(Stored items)
○ ○ ○
PR #545, opened 2020-04-07
[iOS] Add x86_64 to fat framework

MortalKastor:
XCode had a recent change of heart regarding embedded library architectures allowed in a build so, long story short, we have to change the way we embed `ledger-core.framework` in Ledger Live mobile, meaning we don't use _thin_ frameworks anymore but only the _fat_ one, in which we need _all_ the architectures, including `x86_64`.

### DIFF
--- a/.circleci/deploy_fat_lib.sh
+++ b/.circleci/deploy_fat_lib.sh
@@ -6,8 +6,7 @@ if [ -n "$CIRCLE_TAG" ] || [ "$CIRCLE_BRANCH" == "master" -o "$CIRCLE_BRANCH" ==
 	echo "======> Build Fat Library"
 	pwd
 
-	#We don't put x86_64/ledger-core.framework/ledger-core otherwise we have a problem when pushing to AppStore
-	lipo -create armv7/ledger-core.framework/ledger-core arm64/ledger-core.framework/ledger-core -o ledger-core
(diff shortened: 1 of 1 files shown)


.circleci/deploy_fat_lib.sh
```diff
@@ -6,8 +6,7 @@ if [ -n "$CIRCLE_TAG" ] || [ "$CIRCLE_BRANCH" == "master" -o "$CIRCLE_BRANCH" ==
 	echo "======> Build Fat Library"
 	pwd
 
-	#We don't put x86_64/ledger-core.framework/ledger-core otherwise we have a problem when pushing to AppStore
-	lipo -create armv7/ledger-core.framework/ledger-core arm64/ledger-core.framework/ledger-core -o ledger-core
+	lipo -create armv7/ledger-core.framework/ledger-core arm64/ledger-core.framework/ledger-core x86_64/ledger-core.framework/ledger-core -o ledger-core
```
phaazon, line 9: The comment is pretty scary. Have you tried it? :D

MortalKastor: That comment made sense because we were embedding the full, untouched, fat framework with the app (and, rightly so, the App Store reject any PC arch to be shipped on phones), but we now changed the way we build and selectively strip any unneeded arch from our libs before embedding them.

gre:
@KhalilBellakrid is it mergeable? (check also the referenced PRs related to it) Thanks!

PR #546, opened 2020-04-08
Fix XRP: marker to be set to Uint64 instead of string

KhalilBellakrid:
@RomanWlm could you please complete with right ticket (could not find it).

**NOTE**: it seems that `The format of the marker field is intentionally undefined.` (from: https://xrpl.org/markers-and-pagination.html), so this is valid at least for `s3` and `s2`.


RomanWlm:
I Cannot edit your description

> @RomanWlm could you please complete with right ticket (could not find it).
> 
> **NOTE**: it seems that `The format of the marker field is intentionally undefined.` (from: https://xrpl.org/markers-and-pagination.html), so this is valid at least for `s3` and `s2`.

here is the ticker => https://ledgerhq.atlassian.net/browse/LLC-630

PR #548, opened 2020-04-08
Use soci::transaction to solve potential race conditions between observers and synchronizers

KhalilBellakrid:
This is related to: https://ledgerhq.atlassian.net/browse/LVS-140


KhalilBellakrid:
Will be included in : https://github.com/LedgerHQ/lib-ledger-core/pull/551

PR #87, opened 2024-02-06
feat: Conversion Aggregation Function

davidterpay:
closes BLO-873


pkg/math/oracle/median.go
```diff
@@ -0,0 +1,252 @@
...
+				zap.Error(err),
+				zap.Any("conversions", conversion),
+			)
+
+			continue
+		}
+
+		// Calculate the converted price.
+		convertedPrice, err := m.CalculateConvertedPrice(cp, conversion, medians)
+		if err != nil {
```
aljo242: we should def add test cases for this codepath

pkg/math/oracle/utils.go
```diff
@@ -0,0 +1,74 @@
+package oracle
+
+import (
+	"fmt"
+	"math/big"
+)
+
+// ScaledDecimals is the standard number of decimal places each price will be converted to
+// during the conversion process.
+const ScaledDecimals = 40
```
aljo242: docs earlier said this was 36?

aggregator/math.go
```diff
@@ -43,31 +43,39 @@ func ComputeMedian() AggregateFn[string, map[types.CurrencyPair]*big.Int] {
...
+	}
+}
 
-				medianPrices[cp] = medianPrice
-			} else {
-				medianPrices[cp] = prices[middle]
-			}
+// CalculateMedian calculates the median from a list of big.Ints. Returns an
+// average if the number of values is even.
+func CalculateMedian(values []*big.Int) *big.Int {
```
aljo242, line 55: should this live in `pkg/math` as well?

oracle/config/aggregate_market.go
```diff
@@ -49,6 +49,17 @@ type FeedConfig struct {
...
 
+// AggregateFeedConfig represents all of the conversion markets that can be used to convert the
+// price of a currency pair to a common currency pair.
+type AggregateFeedConfig struct {
+	// CurrencyPair is the currency pair that the oracle will convert to.
+	CurrencyPair oracletypes.CurrencyPair `mapstructure:"currency_pair" toml:"currency_pair"`
+
+	// Conversions is a list of conversion operations that will be used to convert the price
+	// of the currency pair to the common currency pair.
+	Conversions [][]Conversion `mapstructure:"operations" toml:"operations"`
```
aljo242: Maybe lets make a type alias:

```go
type Conversions []Conversion
```

pkg/math/oracle/median.go
davidterpay: the `MedianAggregator` should never be constructed if a bad path is included. Ill add some for posterity.

pkg/math/oracle/utils.go
davidterpay: will update.

aggregator/math.go
davidterpay: Im fine keeping it in the other since it otherwise is going to duplicate testing, can add a test case to move at a later time.

aljo242 (approved):

PR #89, opened 2024-02-07
feat: Update providers with latest conversion market changes

davidterpay:
the oracle is now consuming 233 price feeds across 9 providers.


cmd/oracle/main.go
```diff
@@ -67,11 +67,18 @@ func main() {
 		return
 	}
 
+	// Create the conversion market aggregator.
```
davidterpay, line 70: Swapping the aggregation function for the conversion one.

config/local/generate_toml.go
```diff
@@ -29,245 +29,473 @@ import (
...
+		},
+		Production: true,
+		// -----------------------------------------------------------	//
+		// ----------------------Metrics Config-----------------------	//
+		// -----------------------------------------------------------	//
+		Metrics: config.MetricsConfig{
+			Enabled:                 true,
+			PrometheusServerAddress: "0.0.0.0:8002",
+		},
+		UpdateInterval: 1500 * time.Millisecond,
```
davidterpay, line 57: I increased this from 1s to 1.5s since each price feed (btc/usdt, btc/usdc, etc.) no longer point directly to btc/usd. We should do some more analysis to see how much this new conversion logic interferes with the frequency at which we can expected an aggregated price update for a given price feed.

pkg/math/oracle/median.go
```diff
@@ -59,7 +59,7 @@ func (m *MedianAggregator) AggregateFn() aggregator.AggregateFn[string, map[orac
 	) map[oracletypes.CurrencyPair]*big.Int {
 		// Calculate the median price for each price feed.
 		feedMedians := aggregator.ComputeMedian()(feedsPerProvider)
-		m.logger.Debug("calculated median prices for raw price feeds", zap.Any("num_prices", len(feedMedians)))
+		m.logger.Info("calculated median prices for raw price feeds", zap.Any("num_prices", len(feedMedians)))
```
```suggestion
		m.logger.Info("calculated median prices for raw price feeds", zap.Int("num_prices", len(feedMedians)))
```

providers/apis/README.md
```diff
@@ -8,6 +8,22 @@ API providers utilize rest APIs to retrieve data from external sources. The data
...
+    * Check if a given market is supported:
+        * `curl https://api.binance.com/api/v3/ticker/price?symbol=BTCUSDT | jq`
 * [Coinbase](./coinbase/README.md) - Coinbase is a cryptocurrency exchange that provides a free API for fetching cryptocurrency data. Coinbase is a **primary data source** for the oracle.
-* [CoinGecko](./coingecko/README.md) - CoinGecko is a cryptocurrency data aggregator that provides a free API for fetching cryptocurrency data. CoinGecko is a **secondary data source** for the oracle.
+    * Check all supported markets: 
+        * `curl https://api.exchange.coinbase.com/currencies | jq`
+        * `curl https://api.exchange.coinbase.com/products | jq`
+    * Check if a given market is supported: 
+        * `curl https://api.coinbase.com/v2/prices/{DYDX-USDC}/spot | jq`
+* [CoinGecko](./coingecko/README.md) - CoinGecko is a cryptocurrency data aggregator that provides a free API for fetching cryptocurrency data. CoinGecko is a **secondary data source** for the oracle. This is not recommended for use in production.
```
aljo242, line 25: Should we just make a note that we will deprecate this provider?  Or make plans to remove altogether?  Is there a good reason for keeping?

aljo242 (approved):
just some small nits and a question

providers/apis/README.md
davidterpay: I think we should make a separate prod config and let this be in the local/dev one.

PR #90, opened 2024-02-07
feat: add options + retaining oracle data in proposals [BLO-840]

g3ndo9kar9:
## In This PR
- I add a field `retainOracleDataInWrappedHandler` which determines whether or not the ProposalHandler shld pass the oracle-data to the wrapped Prepare / ProcessProposalHandler. 
- Previously, our behavior was to inject on Prepare, and not inject in Process -> this led to inconsistencies in dydx / berachain


abci/proposals/options.go
```diff
@@ -0,0 +1,12 @@
+package proposals
+
+// Option is a function that enables optional configuration of the ProposalHandler.
+type Option func(*ProposalHandler)
+
+// RetainOracleDataInWrappedProposalHandler returns an Option that configs the ProposalHandler
+// to pass the injected extend-commit-info to the wrapped proposal handler.
+func RetainOracleDataInWrappedProposalHandler() Option {
```
aljo242:
```suggestion
// RetainOracleDataInWrappedProposalHandler returns an Option that configures the
// ProposalHandler to pass the injected extend-commit-info to the wrapped proposal handler.
func RetainOracleDataInWrappedProposalHandler() Option {
```

aljo242 (approved):

PR #97, opened 2024-02-08
feat: Market Configurations Proto

davidterpay:
closes BLO-876


proto/slinky/marketmap/v1/market.proto
```diff
@@ -0,0 +1,109 @@
...
+option go_package = "github.com/skip-mev/slinky/x/marketmap/types";
+
+import "gogoproto/gogo.proto";
+
+// Ticker represents a price feed for a given asset pair i.e. BTC/USD. The price feed
+// is scaled to a number of decimal places and has a minimum number of providers required
+// to consider the ticker valid.
+message Ticker {
+    // ID is a unique sequentially-generated value for the ticker.
+    uint64 id = 1;
```
davidterpay: this should have a 1:1 mapping with what is stored in the `x/oracle` module.

aljo242: Do we actually need this?  Since the kvstore access in `x/oracle` is `BASE/QUOTE` doesnt using that already give use 1:1 mapping?

aljo242 (approved):
Lgtm

aljo242:
> Lgtm

Just run make proto-all before merging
○ ○ ○
### Directions for this task
Pick out each line above that includes "CalculateMedian" and show it.

### Task answer
+// CalculateMedian calculates the median from a list of big.Ints. Returns an
+func CalculateMedian(values []*big.Int) *big.Int {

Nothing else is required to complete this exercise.